Le habían contado que el continente americano era un lugar bonito y tranquilo para establecerse; puesto que la expectativa de vida de los huracanes es muy corta, él no dudó en dirigirse hacia allá. Hizo maletas, vistió una camisa estampada, calzoneta veraniega, sandalias aptas para la playa, lentes de sol y en tan solo veinticuatro horas apareció en todos los radares meteorológicos. Se puso muy contento al enterarse de cuánta expectativa generaba su llegada, tal era su emoción que hizo llover por tres días seguidos hasta desaparecer unas pequeñas islas sin dueño; después de eso el conflicto entre Argentina e Inglaterra llegó a su fin. Gracias a las condiciones favorables que iba encontrando en su camino, creció rápidamente y ya al tercer día, la Estación Espacial Internacional había logrado hacerle su primera fotografía, misma que circularon en los principales periódicos del mundo. Se veía guapísimo desde allá arriba. Su intensidad fluctuó durante los días siguientes debido a la formación del ojo, pero en su sexto día de vida alcanzó la categoría de huracán mayor. Ese día celebró por todo lo alto, mientras los noticieros contaban cómo un archipiélago entero se había ahogado.
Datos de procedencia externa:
PR #107, opened 2017-07-06
Tests for cache and cache database

miburf:
Tests for cache and cache database
Include CoreData generated files


Example/Tests/Caching/MHVThingCacheQueryTests.m
```diff
@@ -0,0 +1,258 @@
...
+    
+    beforeEach(^
+               {
+                   database = nil;
+                   thingCache = nil;
+                   returnedCollection = nil;
+                   returnedError = nil;
+               });
+    
+    context(@"when query record has not synced", ^
```
namalu: I think we can still do a better job naming tests. The point of BDD is that the name of the test provides a clear explanation of exactly what is failing, where it's failing and why. The problem with the name of many of these tests is that a developer will need to hunt around the project to figure out what was tested and eventually why it's broken.

For example, if this particular test fails this is what we see: **MHVThingCache_WhenQueryRecordHasNotSynced_ThingCollectionShouldBeNil**. I'm not exactly sure what method I called that caused this error, which thing collection we are talking about, and what a query record is.

Instead maybe the name should be "when cachedResultsForQueries is called and the cache is not ready" and it "should provide a nil result collection" and it "should provide a detailed error" (We should be checking that the error is the one we expect).

**MHVThingCache_WhenCachedResultsForQueriesIsCalledAndTheCacheIsNotReady_ShouldProvideANilResultCollection**

HealthVault/Classes/Caching/Private/MHVThingCacheDatabase.m
```diff
@@ -702,16 +702,23 @@ - (NSError *)saveContext
     
     __block NSError *error = nil;
     
-    [self.managedObjectContext performBlockAndWait:^
-     {
-         if ([self.managedObjectContext hasChanges])
+    @try
```
namalu: Why would we need this try?

namalu (changes requested):

HealthVault/Classes/Caching/Private/MHVThingCacheDatabase.m
miburf: I accidentally deleted my real DB password when making some tests.  CoreData throws an exception here if the database is corrupted, catching and returning as error so that doesn't crash the app

namalu (approved):

PR #115, opened 2017-07-12
Implemented creating, updating, and deleting pending operations.

namalu:


HealthVault/Classes/Caching/Private/MHVCachedRecord+Cache.m
```diff
@@ -19,20 +19,31 @@
...
         if ([cachedThing.thingId isEqualToString:thingId])
         {
             return cachedThing;
         }
     }
-#endif
+    return nil;
+}
+
+- (MHVPendingThingOperation *)pendingThingOpertaionWithIdentifier:(NSString *)identifier
```
miburf: nit, Operation

HealthVault/Classes/Caching/Private/MHVThingCacheDatabase.m
```diff
@@ -759,6 +778,231 @@ - (void)updateLastCompletedSyncDate:(NSDate *_Nullable)lastCompletedSyncDate
...
+        //Create query to filter & order Things
+        NSPredicate *predicate = [NSPredicate predicateWithFormat:@"record.recordId == %@", [recordId lowercaseString]];
+        
+        NSFetchRequest *fetchRequest = [NSFetchRequest fetchRequestWithEntityName:@"MHVPendingThingOperation"];
+        fetchRequest.predicate = predicate;
+        fetchRequest.sortDescriptors = @[[NSSortDescriptor sortDescriptorWithKey:@"originalRequestDate" ascending:NO]];
+        
+        NSError *error;
+        NSUInteger fetchCount = [self.managedObjectContext countForFetchRequest:fetchRequest error:&error];
+        if (error)
```
miburf, line 887: Is it more efficient to get the count and only do the query if it's >0 ?  If so, we may want to add that to the other fetches.  If not, it adds a bit that may not be needed.

HealthVault/Classes/Caching/Private/MHVThingCacheDatabase.m
```diff
@@ -759,6 +778,231 @@ - (void)updateLastCompletedSyncDate:(NSDate *_Nullable)lastCompletedSyncDate
...
+        {
+            NSArray<MHVPendingThingOperation *> *operations = [self.managedObjectContext executeFetchRequest:fetchRequest error:&error];
+            
+            if (error)
+            {
+                completion(nil, [NSError MHVCacheError:@"Could not fetch things from cache database"]);
+                return;
+            }
+            
+            //Convert cached things back into MHVThings
```
miburf: nit, old comment

HealthVault/Classes/Caching/Private/MHVThingCacheProtocol.h
```diff
@@ -84,17 +85,17 @@ NS_ASSUME_NONNULL_BEGIN
  Adds a method call to the cache to be replayed when the connection is online. This method is called if there is a 'PutThings' or 'RemoveThings' method request when there is no connection to the internet.
 
  @param method MHVMethod The method to be re-issued.
- @param completion Envoked once the process of caching the method has completed or an error occured. NSError error A detailed error about the operation failure.
+ @param completion Envoked once the process of caching the method has completed or an error occured. MHVPendingMethod pendingMethod The pending method that was saved cached. NSError error A detailed error about the operation failure.
```
miburf: nit, "saved cached"

HealthVault/Classes/Caching/Private/MHVThingCacheDatabase.m
```diff
@@ -759,6 +778,231 @@ - (void)updateLastCompletedSyncDate:(NSDate *_Nullable)lastCompletedSyncDate
...
+            for (int i = 0; i < operations.count; i ++)
+            {
+                MHVPendingThingOperation *operation = operations[i];
+                
+                MHVPendingMethod *pendingMethod = [[MHVPendingMethod alloc] initWithOriginalRequestDate:operation.originalRequestDate
```
miburf, line 909: initWithPendingThingOperation that sets all these properties?

HealthVault/Classes/Caching/Private/MHVThingCacheDatabase.m
```diff
@@ -759,6 +778,231 @@ - (void)updateLastCompletedSyncDate:(NSDate *_Nullable)lastCompletedSyncDate
...
+            }
+            
+        }
+        
+        operation.name = pendingMethod.name;
+        operation.version = pendingMethod.version;
+        operation.originalRequestDate = pendingMethod.originalRequestDate;
+        operation.parameters = pendingMethod.parameters;
+        operation.identifier = pendingMethod.identifier;
+        operation.correlationId = pendingMethod.correlationId.UUIDString;
```
miburf, line 843: these aren't queryable now, but maybe lowercaseString in case they are in the future

miburf (approved):

HealthVault/Classes/Caching/Private/MHVThingCacheDatabase.m
namalu: MHVPendingMethod is a public class - I don't want to create an initializer based on a private class.

HealthVault/Classes/Caching/Private/MHVThingCacheDatabase.m
namalu: I actually think the lowercase string is a bad idea and will be filing a bug to fix it later. Whenever possible, we should be passing NSUUIDs instead of strings. Also, NSUUID.UUIDstring returns a capitalized string - If anything we should be converting to capitalized strings - But in reality we should keep the NSUUID object around until it is stored in the database.

HealthVault/Classes/Caching/Private/MHVThingCacheDatabase.m
namalu: It is quite a bit more efficient to just fetch the count if the result is 0. But we would need to do some extended testing to see if it makes sense to do it everywhere. I think most times there will not be any 'pending methods' so it makes sense here.

PR #117, opened 2017-07-13
Replaced MHVXyzCollection with NSArray<Xyz*>

miburf:
Replaced MHVXyzCollection with NSArray<Xyz*> for best compatibility with Swift


namalu (changes requested):
We shouldn't be doing this. We need to fix the root cause of the issue. We can't ask consumers of the public SDK to use the toArray on every collection. Collections need to work in both Objective-C and Swift.

miburf:
NSArrays are specially bridged to Swift arrays.  There’s no enumeration or other method to implement to get it to work easily.  We're already doing the NSFastEnumeration.

1. We can change MHVCollection to be a subclass of NSMutableArray (which Apple doesn’t recommend). That causes the object type to be lost in a lot of cases in Swift, so doesn't work either. 
Adding the type to a few methods for every collection (so MHVStringCollection adds - (NSString *)objectAtIndex:(NSUInteger)index; and others) works for some methods from Swift, but not all. 
I still haven’t found any way to get the types right so collection.forEach(…) gets the object type if it's an NSArray subclass.

2. Convert every collection to a typed array, MHVThingCollection —> NSArray<MHVThing*>  
That would bridge to swift the best and be future-proof for anything that changes between objective-C and Swift.  That will take some work to move all the current MHVCollection methods to categories, and do the correct serialization.

3. Leave as in this code review, requiring .toArray() from swift.


#2 is a lot of work, but seems like the best solution so that HealthVault is the most useable from Swift.

Example/Tests/Caching/MHVThingCacheSyncTests.m
```diff
@@ -36,11 +36,11 @@
     __block MHVMockDatabase *database =  nil;
     
     MHVPersonInfo *testPerson = [MHVPersonInfo new];
-    testPerson.records = [MHVRecordCollection new];
+    testPerson.records = @[];
```
namalu: It looks like you can just delete this line - the testPerson.records gets set 4 lines later.

HealthVault/Classes/Headers/MHVCommon.h
```diff
@@ -22,3 +22,4 @@
 #import "MHVDictionaryExtensions.h"
 #import "MHVValidator.h"
 #import "MHVDateExtensions.h"
+#import "NSArray+MHVThing.h"
```
namalu: We need to eventually get rid of this file, so we should not add anymore imports. I've seen this imported in a quite few places and it's not a good practice. Ideally, classes should just import what they need.

HealthVault/Classes/Models/Categories/NSArray+Utils.h
```diff
@@ -41,6 +41,8 @@
 
 - (NSArray *)arrayByRemovingObject:(id)object;
 
+- (NSArray *)arrayByRemovingObjectAtIndex:(NSUInteger)index;
```
namalu: Let's not add this to the extensions - It is used in one place. The practice of making a mutable array should be done where needed.

HealthVault/Classes/ThingTypes/MHVCollection.h
```diff
@@ -25,26 +25,26 @@ typedef BOOL (^MHVFilter) (id value);
 // Collections allow objects of a particular type only
 // They enforce the type
 //
-@interface MHVCollection<__covariant ObjectType> : NSObject<NSFastEnumeration>
+@interface MHVCollectionInternal<__covariant ObjectType> : NSMutableArray
```
namalu: This file should be deleted at the end of this exercise. This was the root of all of our issues, and there should be no reason to keep this around.

HealthVault/Classes/Types/MHVThing.m
```diff
@@ -393,206 +393,206 @@ + (MHVThing *)newFromXmlString:(NSString *)xml
...
-    [writer writeElementArray:c_element_thing elements:self.toArray];
-}
-
-- (void)deserialize:(XReader *)reader
-{
-    _inner = [reader readElementArray:c_element_thing asClass:[MHVThing class]];
-}
-
-@end
+//static NSString *const c_element_thing = @"thing";
```
namalu: It looks like all of this code can be deleted?

HealthVault/Classes/Types/MHVThingFilter.h
```diff
@@ -96,13 +96,14 @@
  Only Things that are of the given Type Id(s) contained in the collection will be returned.
  @note The Type Ids in this collection are logically ORed.
  */
-@property (readonly, nonatomic, strong)  MHVStringCollection *typeIDs;
+@property (readwrite, nonatomic, strong)  NSArray<NSString *> *typeIDs;
```
namalu: I'm a little concerned that this changed to readwrite when readonly was fine for this collection before.

HealthVault/Classes/Types/MHVThingFilter.h
```diff
@@ -96,13 +96,14 @@
...
 
 - (instancetype)initWithTypeID:(NSString *)typeID;
 - (instancetype)initWithTypeClass:(Class)typeClass;
 
 @end
 
-@interface MHVThingFilterCollection : MHVCollection<MHVThingFilter *>
+@interface MHVThingFilterCollectionInternal : MHVCollectionInternal<MHVThingFilter *>
```
namalu: This is a public class - We can't append something with 'internal' in a public class. 'Internal' objects need to actually be internal and will should be added to a private directory so SDK consumers will have no access to it.

HealthVault/Classes/Types/MHVThingKey.h
```diff
@@ -40,7 +40,7 @@
 
 @end
 
-@interface MHVThingKeyCollection : MHVCollection<MHVThingKey *> <XSerializable>
+@interface MHVThingKeyCollectionInternal : MHVCollectionInternal<MHVThingKey *> <XSerializable>
```
namalu: Here too. Internal cannot be in a public class.

HealthVault/Classes/Types/Private/MHVThingQueryResultInternal.h
```diff
@@ -54,7 +54,7 @@
 
 @end
 
-@interface MHVThingQueryResultCollectionInternal : MHVCollection<MHVThingQueryResultInternal *>
+@interface MHVThingQueryResultCollectionInternal : MHVCollectionInternal<MHVThingQueryResultInternal *>
```
namalu: This will need to be refactored too. Though this is an internal class we should delete MHVCollectionInternal.

HealthVault/Classes/Utilities/MHVValidator.h
```diff
@@ -158,5 +158,6 @@ while(NO)
                                                 return hr; \
                                             } \
 
-MHVClientResult* MHVValidateCollection(MHVCollection *collection, MHVClientResultCode error);
+MHVClientResult* MHVValidateCollection(MHVCollectionInternal *collection, MHVClientResultCode error);
```
namalu: MHVValidateCollection will need to be removed once MHVCollectionInternal is deleted.

Example/healthvault-ios-sdk/MHVFeaturesConfiguration.m
```diff
@@ -24,19 +24,18 @@ + (MHVConfiguration *)configuration
 {
     MHVConfiguration *config = [MHVConfiguration new];
 
-    config.masterApplicationId = [[NSUUID alloc] initWithUUIDString:@"7c81b435-f091-4444-9534-59eb53da66c9"];
-    config.defaultHealthVaultUrl = [[NSURL alloc] initWithString:@"https://platform.healthvault-ppe.com/platform"];
-    config.defaultShellUrl = [[NSURL alloc] initWithString:@"https://account.healthvault-ppe.com"];
-    config.restHealthVaultUrl = [[NSURL alloc] initWithString:@"https://data.ppe.microsofthealth.net"];
-    config.restVersion = @"1.0-preview2";
+//    config.masterApplicationId = [[NSUUID alloc] initWithUUIDString:@"7c81b435-f091-4444-9534-59eb53da66c9"];
```
namalu: Should this be reverted before merging?

Example/healthvault-ios-sdk/ViewControllers/MHVTypeViewController.m
```diff
@@ -349,7 +350,7 @@ - (void)removeCurrentThing
         
                            @synchronized (self.lockObject)
                            {
-                               [self.things removeObject:selectedThing];
+                               self.things = [self.things arrayByRemovingObject:selectedThing];
```
namalu: We shouldn't be using the SDK extensions in the sample app. I will be making most of the extensions private - also, this method should probably go away.

HealthVault/Classes/Extensions/MHVArrayExtensions.h
```diff
@@ -23,6 +23,12 @@
 
 + (BOOL)isNilOrEmpty:(NSArray *)array;
```
namalu: I'm going to recommend we delete all methods in this file except for isNilOrEmpty. We need to clean up our extensions to include things that really make sense.

1. arrayByAddingObjectsFromArray:atStartingIndex: is used in the sample only, and should not be exposed publicly. 
2. arrayByRemovingObject: should just be done with a mutable array where needed.
3. hasElementsOfType: is not used anywhere.
4. addFromEnumerator: is not used anywhere.

HealthVault/Classes/Models/Categories/NSArray+Utils.h
```diff
@@ -41,6 +41,8 @@
 
 - (NSArray *)arrayByRemovingObject:(id)object;
```
namalu: This whole file needs to be cleaned up. Most of the methods are not used anywhere - They should be deleted. Also let's get rid of the convenience methods like arrayByRemovingObject: We should just do this with a mutable array where needed.

namalu (changes requested):

HealthVault/Classes/Models/Categories/NSArray+Utils.h
miburf: Removed all the unused methods & the one only used once

HealthVault/Classes/Types/MHVThingFilter.h
miburf: Reverted the change.  Old collections were weird too, readonly mutable arrays; added an initWithTypeIDs since you can't change the arrays now.

Example/healthvault-ios-sdk/MHVFeaturesConfiguration.m
miburf: Yes, reverted

HealthVault/Classes/Utilities/MHVValidator.h
miburf: Removed all the MHVCollection references

HealthVault/Classes/Extensions/MHVArrayExtensions.h
miburf: Moved isNileOrEmpty to NSArray+Utils and deleted the file ArrayExtensions file

HealthVault/Classes/Types/MHVThingQuery.m
```diff
@@ -189,20 +202,20 @@ - (void)serialize:(XWriter *)writer
...
     {
-        [writer writeElementArray:c_element_id elements:self.thingIDs.toArray];
+        [writer writeElementArray:c_element_id elements:self.thingIDs];
     }
-    else if (![MHVCollection isNilOrEmpty:self.keys])
+    else if (![NSArray isNilOrEmpty:self.keys])
     {
-        [writer writeElementArray:c_element_key elements:self.keys.toArray];
+        [writer writeElementArray:c_element_key thingName:c_element_thing_id elements:self.keys];
     }
```
miburf: @namalu There's a bug here, it's not serializing the thing keys right.  You can reproduce by turning off caching, and then scrolling down on a page so it reloads the next batch.  Flying out tomorrow morning, and ran out of time to get it fixed. :(  Not serializing the right thing, so the query fails on HV.

namalu (approved):

PR #121, opened 2017-07-14
Add task tracking objects and apis

mikenevi:


HealthVault/Classes/Models/Generated/Categories/MHVTaskTrackingApi.h
```diff
@@ -0,0 +1,49 @@
...
+
+@interface MHVRemoteMonitoringClient (MHVTaskTrackingApi)
+
+/// Post a task tracking
+/// 
+///
+/// @param taskTrackingOccurrence The plan task tracking occurrence.
+/// 
+- (void)taskTrackingPostWithTaskTrackingOccurrence:(MHVTaskTrackingOccurrence* )taskTrackingOccurrence
+    completion:(void(^_Nonnull)(NSObject* _Nullable output, NSError* _Nullable error))completion;
```
miburf, line 43: May be coming, but should a MHV Type, not NSObject for the return

HealthVault/Classes/Models/Generated/MHVTaskTrackingOccurrence.m
```diff
@@ -0,0 +1,82 @@
...
+
+
+/**
+ * Maps json key to property name.
+ * This method is used by `JSONModel`.
+
++ (JSONKeyMapper *)keyMapper {
+  return [[JSONKeyMapper alloc] initWithModelToJSONDictionary:@{ @"taskId": @"taskId", @"trackingDateTime": @"trackingDateTime" }];
+}
+ */
```
miburf, line 54: if JSONModel not used, could remove so it doesn't generate the commented out code

HealthVault/Classes/Models/MHVDateTimeBase.m
```diff
@@ -21,6 +21,17 @@
 
 @implementation MHVDateTimeBase
 
+- (instancetype)init
```
miburf, line 24: I was going to add an initWithDate: since Kayla needed it, if you want to add that too, that'd be nice :)

miburf (approved):

HealthVault/Classes/Models/Generated/Categories/MHVTaskTrackingApi.h
mikenevi: Yeah, the swagger doc isn't quite right for this API call. I'm updating that and will need to regen these once it's fixed & deployed.

HealthVault/Classes/Models/Generated/MHVTaskTrackingOccurrence.m
mikenevi: Yeah, it should be removed. I'll do that later since it will affect all models.

mikenevi: I opened 58529 to do that later (will also fix the NSObject type above).

HealthVault/Classes/Models/MHVDateTimeBase.m
mikenevi: Sure, I'll add it.

PR #124, opened 2017-07-24
Personal/namalu/hide private interfaces

namalu:


HealthVault/Classes/Connection/Private/MHVConnection.m
```diff
@@ -182,8 +182,13 @@ - (void)authenticateWithViewController:(UIViewController *_Nullable)viewControll
 {
     if (!_thingClient)
     {
+#ifdef THING_CACHE
```
miburf: Should do a search and update all to #if THING_CACHE

miburf (approved):

PR #131, opened 2017-08-14
add timeZone param for timeline, remove maxSize params

mikenevi:


Example/healthvault-ios-sdk/ViewControllers/Timeline/MHVTimelineSnapshotViewController.m
```diff
@@ -68,9 +68,10 @@ - (void)loadTimeline
     [self.statusLabel showBusy];
     
     MHVLocalDate* startDate = [[MHVLocalDate alloc] initWithObject:@"2017-05-29" objectParameters:nil];
```
miburf: Maybe update to be the past 60 days or something?  Running the app a couple years from now could be a lot of data

HealthVault/Classes/Models/Generated/Categories/MHVTaskTrackingApi.m
```diff
@@ -40,6 +40,109 @@ @implementation MHVRemoteMonitoringClient (MHVTaskTrackingApi)
...
+{
+    // verify the required parameter 'occurrenceId' is set
+    if (occurrenceId == nil)
+    {
+        NSParameterAssert(occurrenceId);
+        if(completion)
+        {
+            NSDictionary * userInfo = @{NSLocalizedDescriptionKey : [NSString stringWithFormat:NSLocalizedString(@"Missing required parameter '%@'", nil),@"occurrenceId"] };
+            NSError* error = [NSError errorWithDomain:kMHVTaskTrackingApiErrorDomain code:kMHVTaskTrackingApiMissingParamErrorCode userInfo:userInfo];
+            completion(nil, error);
```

A la mañana siguiente despertó y retomó su camino; no tuvo que avanzar demasiado para encontrar tres hermosas extensiones de tierra, separadas una de la otra, pero con características similares: verdes relieves y personas multicolores, música alegre, frutas diversas y jugosas, los tres lugares eran sitios de fiesta perpetua. Parecían pequeñas cajitas musicales, llenas de adornos y gente pequeña con el Mar Caribe como espejo. La imagen le enterneció. Recordó que había olvidado unas gotas de lluvia y regresó sus pasos; en su camino de vuelta, vio al mar embravecido, notó que las pequeñas islas que se erguían antes ya no estaban, a lo largo se levantaba una estela de destrucción que nunca tuvo intención de provocar. La tristeza le invadió y sentía un impulso enorme por reponer el daño, abrazar aquellas criaturas que había lastimado y desaparecer. En su entusiasmo por conocer nuevos mundos, había llevado el caos a aquellas lejanas tierras y se dio cuenta que la expectativa generada en realidad era miedo. Se sentó un rato mientras pensaba que debía hacer.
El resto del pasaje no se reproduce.